Sets err_str and returns undef on error (invalid index) or if called with index 0 (index 0 is the root node, which has no parent).

get_path_to_vector_index()

Returns an aref containing the vector indices of all nodes in the path to the specified vector index, beginning at the root of the tree and ending at the specified vector index.

        my $aref = $tree->get_path_to_vector_index( $vi );

Sets err_str and returns undef on error (invalid vector index).

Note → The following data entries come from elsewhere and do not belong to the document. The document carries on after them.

PR #5549, opened 2015-04-02
fix ftp push check bug

jackywu:
list method is not safe to check if a dir exist or not on remote.

To re-produce the error, you could do  'git clone git@github.com:sinatra/sinatra.git' in directory which Vagrantfile stay in, and run $vagrant push.


sethvargo:
Thanks!

PR #5558, opened 2015-04-04
Fixed error in ChangeHostName capability for Darwin

legal90:
#4535 has broken Darwin guests if `config.vm.hostname` is set to FQDN, with dots:
```
<...>
==> default: Setting hostname...

scutil --set LocalHostName holly-chef.com

Stdout from the command:



Stderr from the command:

SCPreferencesSetLocalHostName() failed: Invalid argument
```
I've reproduced it on OS X 10.9.5 and 10.10.2 as well.
It is caused by the fact that `LocalHostName` should not contain dots and it could not be equal the FQDN. 
The good practice here is to leave only the first part of hostname, like I've done.

### DIFF
--- a/plugins/guests/darwin/cap/change_host_name.rb
+++ b/plugins/guests/darwin/cap/change_host_name.rb
@@ -6,7 +6,9 @@ module VagrantPlugins
           if !machine.communicate.test("hostname -f | grep '^#{name}$' || hostname -s | grep '^#{name}$'")
             machine.communicate.sudo("scutil --set ComputerName #{name}")
             machine.communicate.sudo("scutil --set HostName #{name}")
-            machine.communicate.sudo("scutil --set LocalHostName #{name}")
+            # LocalHostName shouldn't contain dots.
+            # It is used by Bonjour and visible through file sharing services.
+            machine.communicate.sudo("scutil --set LocalHostName #{name.gsub(/\.+/, '')}")
             machine.communicate.sudo("hostname #{name}")
           end
         end


legal90:
And of course, this approach works fine if `config.vm.hostname` doesn't contain dots:
```ruby
'i-dont-use-fqdns'.split('.')[0]
=> "i-dont-use-fqdns"
```

legal90:
@sethvargo Could you please check it out? :)

plugins/guests/darwin/cap/change_host_name.rb
```diff
@@ -6,7 +6,7 @@ def self.change_host_name(machine, name)
           if !machine.communicate.test("hostname -f | grep '^#{name}$' || hostname -s | grep '^#{name}$'")
             machine.communicate.sudo("scutil --set ComputerName #{name}")
             machine.communicate.sudo("scutil --set HostName #{name}")
-            machine.communicate.sudo("scutil --set LocalHostName #{name}")
+            machine.communicate.sudo("scutil --set LocalHostName #{name.split('.')[0]}")
```
sethvargo: Ouch. This is a nasty bug. 

I think it might be unexpected if we just take the first `.` without at least telling the user. Can we do something like this instead?

```ruby
safe_hostname = name
if name.include?(".")
  safe_hostname = name.split(".")[0]
  Vagrant.log.warn("Detected a dot in hostname `#{name}' for OS X. Using `#{safe_hostname}' because OS X does not support dots in hostname."
end
```

And then pass `safe_hostname` to the `--set` command. This way the user knows we are doing something different for them.

legal90: @sethvargo It might be reasonable, but I'd like to notice that `LocalHostName` is not a hostname itself. It's just the name identifier used by Bonjour and visible through file sharing services like AirDrop. 
Do you think that we should warn the user anyway?

In GUI this parameter can be set there: "System Preferences" -> "Sharing" -> "Edit..."
I've noticed that OS X suggests `LocalHostName` value based on `ComputerName` with removed dots. May be we should follow the same approach here, in vagrant...
sharing
(".local" is added automatically)

sethvargo: Hrm. Let's just gsub the dots out then, since that's what OSX is doing. Maybe leave a comment in the code explaining that though.

legal90:
@sethvargo 
> Let's just gsub the dots out then, since that's what OSX is doing. Maybe leave a comment in the code explaining that though.

Done

PR #5568, opened 2015-04-08
Support for uri-escaped user/pass in box_url

### LINKED ISSUE #5567: Url-escaped username and password in box_url are not supported
When the user or password in box_url contains special characters, they need to be escaped, in order to have a valid url.
When escaping them, then the download does not work, because the credentials are stripped from the url and fed to curl exactly as they are. Curl takes its credentials unescaped.

Sample url to test: http://user:myP%40ssword@server.com/ubuntu.box

ratzinho87:
Fixes #5567.


mitchellh:
Fixed

PR #5577, opened 2015-04-10
Use service command to restart docker, not upstart.

### LINKED ISSUE #5245: Docker provision not working correctly?
When provisioning a box (using VB for provider) with Docker using this code: 

```
config.vm.provision "docker",
    images: ["debian:7.8"]
```

and running `vagrant up`, I'm getting this error: 

```
==> default: Running provisioner: docker...
    default: Installing Docker (latest) onto machine...
    default: Configuring Docker to autostart containers...

stop docker

Stdout from the command:



Stderr from the command:

stdin: is not a tty
bash: line 2: stop: command not found
```

Running `vagrant reload --provision` then fixes the issue, but not sure why it doesn't work the first time.

thenewwazoo:
Very simple tweak I'm using personally for Debian-based boxes. upstart ships by default on Ubuntu, but not on Debian, and `service` works in both. Fixes #5245.

### DIFF
--- a/plugins/provisioners/docker/cap/debian/docker_configure_auto_start.rb
+++ b/plugins/provisioners/docker/cap/debian/docker_configure_auto_start.rb
@@ -7,8 +7,7 @@ module VagrantPlugins
             machine.communicate.tap do |comm|
               if !comm.test('grep -q \'\-r=true\' /etc/default/docker')
                 comm.sudo("echo 'DOCKER_OPTS=\"-r=true ${DOCKER_OPTS}\"' >> /etc/default/docker")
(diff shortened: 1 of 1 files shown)


displague:
Worked for me. :+1:   This fix shouldn't be at all controversial because `service docker start` is already being used in a neighboring file: https://github.com/luciddg/vagrant/blob/fix/master/docker-provisioner-restart-fix/plugins/provisioners/docker/cap/debian/docker_start_service.rb#L7

qm78:
Confirm, works for me on Debian 8, too. Looking forward to get merged and released.

PR #5591, opened 2015-04-13
Move shell_cmd to a method in SSH::Communicator

quirkey:
This allows `shell_cmd` to be overridable by plugins/patches without having to override the entire (large) `shell_execute` method.

Our use case is specifically to allow us to patch this method in a plugin to get around the change here https://github.com/mitchellh/vagrant/commit/9cd9e6e55d802553fa90e63d966b302006b45de5 which I understand in non-revertable. This gives us a simple way to make the patch without having to run a separate fork or have major impact on the codebase (this actually changes nothing about default behavior and is really just moving code into a method).

### DIFF
--- a/plugins/communicators/ssh/communicator.rb
+++ b/plugins/communicators/ssh/communicator.rb
@@ -434,6 +434,21 @@ module VagrantPlugins
         return yield connection if block_given?
       end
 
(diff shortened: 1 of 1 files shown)


sethvargo:
Thanks!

get_depth_of_vector_index()

Returns the depth of the node with the specified vector index, where the root node has a depth of 1, the child nodes of the root have depth = 2, etc.

        my $depth = $tree->get_depth_of_vector_index( $vi );

Sets err_str and returns undef on error (invalid vector index).

max_node_depth()

Returns a hash reference that contains the max depth of the tree and a list of all vector indices at that depth.

        my $href = $tree->max_node_depth;

$href has the following structure: depth => $max_depth, vector_indices => $aref_of_vi,

where $aref_of_vi is an array reference that contains all vector indices at the max depth.

set_err()

Sets the error message (provided as a parameter) and creates a stack trace:

        $tree->set_err( 'Something went boom' );

err_str()

Returns the last error message that was set:

        my $msg = $tree->err_str;

err_trace()

Returns a backtrace for the last error that was encountered:

        my $trace = $tree->err_trace;

INTERNAL METHODS

_parse_var_id_string()

Parses the 'varID' string from the XML file and returns an array of variable indices.

        my @var_ids = $tree->_parse_var_id_string();

Note: @var_ids are indices (column numbers) of the variables within the RAW file, not variable labels.

The varID string is a required parameter of new().

_parse_branches_string()

Parses the 'branches' string from the XML file and returns an array of branch elements. Each element is a string of the format 'left,right', which are the vector indices of the child nodes of the current node.

        my @branches = $tree->_parse_branches_string();

The branches string is a required parameter of new().

_parse_values_string()

Parses the 'values' string from the XML file and returns an array of values which are used as thresholds for classifying genotype data.

        my @values = $tree->_parse_values_string();

The values string is a required parameter of new().

FUTURE IDEAS

$retval = create cytoscape file ( $out_filename )

Add caching for node depth and path to node (if used a lot)

SEE ALSO

RandomJungle::Jungle, RandomJungle::Tree, RandomJungle::Tree::Node, RandomJungle::XML, RandomJungle::OOB, RandomJungle::RAW, RandomJungle::DB, RandomJungle::Classification_DB

AUTHOR

Robert R. Freimuth

COPYRIGHT

Copyright (c) 2011 Mayo Foundation for Medical Education and Research. All rights reserved.

This program is free software; you can redistribute it and/or modify it under the same terms as Perl itself.

The full text of the license can be found in the LICENSE file included with this module.